The system developed by Nippon Oil Corp., meanwhile, uses hydrogen extracted from liquefied petroleum gas (LPG). Other than having a slightly smaller electricity output of 750 Watts, it is almost the same as the one produced by Tokyo Gas.
Although neither system produces carbon dioxide when actually generating electricity, the gas is produced when extracting hydrogen by this method. However, as generating electricity and heating water simultaneously through cogeneration greatly increases overall energy efficiency, the overall effect of the system is to reduce carbon dioxide emissions.
As fuel cells for household use cannot store electricity, they generate only the amount that is being used at the time. The hot water produced as the electricity is generated is stored in the tank until it is needed to, for example, fill the bath. If there is not enough hot water when bath time comes around, extra water is heated automatically by an auxiliary heater.
According to Tokyo Gas, when electricity is generated by thermal power plants, the release of heat during generation and losses incurred when delivering the electricity mean that only 37% of the available energy is actually used. By contrast, the fuel-cell system uses 31% of the energy contained in natural gas to generate electricity and 40% to heat water, adding up to a total energy efficiency of 71%. The firm's calculations also show that using the system on full power results in a 40% reduction in carbon dioxide emissions and a 26% reduction in energy consumption compared with the combination of a conventional water heater and thermal power generation.
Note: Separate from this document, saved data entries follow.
PR #52, opened 2026-06-02
Eko 279/3c4 gate late messages after stop

KevinOrfas:
Closes the gap left by 3.C.1's Definition of Done point 6: after `handle.stop()`, late `added` / `changed` / `removed` messages for a stopped subscription should not leak into the store.

- **problem:** `ConnectionManager.handleServerMessage` routes data into `store(collection)` with no liveness check. The only guard is the manager-wide `disposed` flag, so after a single `stop()` a late message for that collection still mutates the store.
- **test (red):** a late `changed` after `stop()` must not mutate the store (`tests/client/connectionManager.test.ts`). Currently `it.fails`, pinning the contract until the gate lands.
- **fix (green):** a per-collection liveness gate. `subscribe` marks the collection live, `stopSubscription` clears it once no live subscription remains, and `handleServerMessage` ignores data for a collection with no live subscription. The gate keys on collection, not subscription id, because `DataMsg` carries no id.

**A decision this forces.** 3.C.1 never had to say what happens to a message that arrives *after* `stop()`. Now we do, and two tests currently expect the opposite:

- the new test sends a late `changed` and expects the store **left alone** (the late message is ignored),
- the existing lifecycle test (`connectionManager.test.ts:161`) sends a late `removed` and expects the doc **deleted** (the late message is applied).

A single gate cannot do both: if it ignores the late `changed`, it ignores the late `removed` too.

This PR chooses **ignore every message after `stop()`**. Once a subscription is stopped, nothing more touches the store, and whatever was already cached stays put. It is the simpler rule and matches EkoLite having dropped the server-side merge box. The consequence: the lifecycle test changes so that after `stop()` the late `removed` no longer clears the doc, and the doc remains.

**Out of scope:** client-side eviction of a stopped subscription's docs, the server-side merge box / refcounted ownership (dropped by design, tracked as the `publications.refcount` gap), and reconnect.

EKO-279 · https://linear.app/ekohacks/issue/EKO-279/3c4-gate-late-messages-after-stop

### DIFF
--- a/client/clientSocket.ts
+++ b/client/clientSocket.ts
@@ -17,7 +17,7 @@ export function isServerMessage(data: unknown): data is ServerMessage {
 
   switch (type) {
     case 'ready':
-      return typeof msg.id === 'string';
+      return typeof msg.id === 'string' && typeof msg.collection === 'string';
     case 'result':
       return typeof msg.id === 'string';
     case 'added':
--- a/client/connectionManager.ts
+++ b/client/connectionManager.ts
@@ -213,14 +213,10 @@ export class ConnectionManager {
       case 'ready': {
         const subscription = this.subscriptions.get(message.id);
         if (subscription) {
-          // The server names the collection on ready. Fall back to the
-          // collection of the initial data buffered for this sub when an older
-          // server omits it.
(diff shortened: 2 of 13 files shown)


Iam-Ebuka (approved):
good stuff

The system is also economical. It would save an average household ¥30,000 ($286 at ¥105 to the dollar) in electricity bills and a further ¥30,000 in gas bills each year. The Tokyo Gas team is offering its fuel-cell systems to owners of new houses for ¥1 million ($9,524), including maintenance costs for 10 years. It plans to sell 200 of the systems in the Tokyo metropolitan area by March 2006 but has much bigger ambitions for the future. By 2008 it intends to bring the price of the systems down to around ¥500,000 ($4,762) and to commence mass production. It eventually hopes to market the systems for condominiums, as well as houses.
As Nippon Oil Corp.'s system generates slightly less electricity, it is also somewhat less expensive. Costing ¥60,000 ($571) to lease for one year, it is expected to yield ¥60,000 in annual utility-bill savings. The company plans to sell 150 of these systems in the Kanto region and surrounding areas in the first year, before marketing them nationwide in 2006.
With consumers increasingly looking for products that help to protect the environment, as well as offering value for money, the market for household fuel cells is sure to grow in the years ahead.
Related Web Sites
Kanto in Region & Cities
Copyright (c) 2005 Web Japan. Edited by Japan Echo Inc. based on domestic Japanese news sources. Articles presented here are offered for reference purposes and do not necessarily represent the policy or views of the Japanese Government.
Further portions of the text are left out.